*Data supplied*.
PR #2059, opened 2022-09-06
Fix the failing CI build

christiangnrd:
It seems like Julia 1.9 will add a `stack` method, so this pr specifies which `stack` is to be used during tests.

I ran the tests locally on 1.8 and the github master branch and it seems to have fixed the failing CI builds on nightly.

### DIFF
--- a/test/utils.jl
+++ b/test/utils.jl
@@ -1,7 +1,7 @@
 using Flux
 using Flux: throttle, nfan, glorot_uniform, glorot_normal,
              kaiming_normal, kaiming_uniform, orthogonal, truncated_normal,
-             sparse_init, identity_init, stack, unstack, batch, unbatch,
+             sparse_init, identity_init, unstack, batch, unbatch,
              unsqueeze, params, loadparams!, loadmodel!
 using StatsBase: var, std
 using Statistics, LinearAlgebra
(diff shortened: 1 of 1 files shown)


christiangnrd:
Boy is it nice to see a green check mark.

test/utils.jl
```diff
@@ -326,14 +326,14 @@ end
 
 @testset "Stacking" begin
   x = randn(3,3)
-  stacked = stack([x, x], dims=2)
+  stacked = Flux.MLUtils.stack([x, x], dims=2)
```
ToucheSir, line 329:
```suggestion
  stacked = MLUtils.stack([x, x], dims=2)
```
We'd like to avoid reaching into modules to get dependencies which are directly accessible in the project, primarily because Flux may stop importing MLUtils (or any other dep) at the top level at some point. This, doing the same below and adding an import for MLUtils should do the trick.

ToucheSir (commented):
One small thing and this should be good to go :)

test/utils.jl
christiangnrd: I've made the changes and all tests passed.

christiangnrd:
Off-topic but what's left until 0.13.6?

ToucheSir (approved):
Thanks!

darsnack:
> Off-topic but what's left until 0.13.6?

Nothing, we're planning that release imminently.

PR #2063, opened 2022-09-21
Add a dark mode version of logo

Saransh-cpp:
- dark mode version of logo
- no sidebar title
- dynamic rendering of dark/light logo in the README file

See https://github.com/FluxML/Zygote.jl/pull/1306

image

image

The white Flux logo looks a bit weird to me, but maybe because I am used to seeing the black Flux logo?

### PR Checklist

- [ ] Tests are added
- [ ] Entry in NEWS.md


darsnack:
Maybe a white outline on the arrow is better than a totally white arrow?

mcabbott (approved):

ToucheSir:
> Maybe a white outline on the arrow is better than a totally white arrow?

I concur. At the very least, it would be nice to have distinct shades for the arrow and outline.

mcabbott:
Shall we try this out? Seems like a step forwards. 

I'm not too sure how @Saransh-cpp  made this, but I guess replacing a colour is easier than adding new borders of a different colour.

Saransh-cpp:
> I guess replacing a colour is easier than adding new borders of a different colour.

Yes! It took me some time (not a graphic designer 😬), but here are the designs (see them in GitHub's dark mode) -

IMG_0616
IMG_0620

Saransh-cpp:
Note: The arrow in current Flux logo has a greyish outline.

mcabbott:
I actually think this looks fine. Maybe there's a design where the text & arrow have boundaries like the "layers" do, but this sounds like a lot of work, and not immediately obvious it would be better. I think you'd still want the bulk of the text white (in dark mode) to match the other text. 

Before this PR: 
Screenshot 2022-09-27 at 10 13 05

After:
Screenshot 2022-09-27 at 10 12 52Screenshot 2022-09-27 at 10 15 06

Saransh-cpp:
`conda-forge` does something similar with their logo, but the current one looks good to me as well - 

image
image
image

Saransh-cpp:
Also, now that I look at it, maybe we should always use the old logo in README? Flux uses the old logo everywhere (for example - FluxML's GitHub logo/display picture), and most of them cannot be made dynamic.

image

PR #2064, opened 2022-09-22
Fix a few crossrefs + update Zygote's page

Saransh-cpp:
- Anything beyond an `h2` (`##`) does not appear in the sidebar
- Fixed a few API references for Zygote
- Fixed a few internal cross-references

### PR Checklist

- [ ] Tests are added
- [ ] Entry in NEWS.md

### DIFF
--- a/docs/src/models/losses.md
+++ b/docs/src/models/losses.md
@@ -21,7 +21,7 @@ loss(ŷ, y, agg=x->mean(w .* x))    # weighted mean
 loss(ŷ, y, agg=identity)           # no aggregation.
 ```
 
-### Function listing
+## Function listing
 
 ```@docs
 Flux.Losses.mae
--- a/docs/src/models/losses.md
+++ b/docs/src/models/losses.md
@@ -21,7 +21,7 @@ loss(ŷ, y, agg=x->mean(w .* x))    # weighted mean
 loss(ŷ, y, agg=identity)           # no aggregation.
 ```
 
-## Function listing
+### Function listing
 
 ```@docs
 Flux.Losses.mae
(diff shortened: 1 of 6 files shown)


docs/src/models/losses.md
```diff
@@ -21,7 +21,7 @@ loss(ŷ, y, agg=x->mean(w .* x))    # weighted mean
 loss(ŷ, y, agg=identity)           # no aggregation.
 ```
 
-### Function listing
+## Function listing
```
mcabbott, line 24: My thinking with H3 was that it's nice to separate the listing from the introductory blurb, but it doesn't really need an entry on the side-bar if there's just one heading. 


Screenshot 2022-09-22 at 18 32 02

docs/src/training/zygote.md
```diff
@@ -36,4 +37,17 @@ To manually supply the gradient for one function, you should define a method of
...
+
+Zygote provides a user with some friendly utility functions.
+All the utility functions are available in [Zygote's documentation](https://fluxml.ai/Zygote.jl/latest/utils/).
+
+```@docs
+Zygote.hessian
+Zygote.hessian_reverse
+Zygote.diaghessian
+Zygote.withjacobian
+Zygote.withgradient
```
mcabbott, line 52: I think my vote would be to include `withgradient` alongside gradient. Then this section would just be about second derivatives, so it can have a heading more useful than "utilities". 

However, these are very limited, Zygote over Zygote never works that well. So perhaps it needs disclaimers here. 

And perhaps it wants explanation of how to use hessian with destructure, since oherwise it can't act on a Flux model parameters?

*Exercise instructions*. Report all lines of the data that include the word "colour".

*Exercise result*.
I'm not too sure how @Saransh-cpp  made this, but I guess replacing a colour is easier than adding new borders of a different colour.
> I guess replacing a colour is easier than adding new borders of a different colour.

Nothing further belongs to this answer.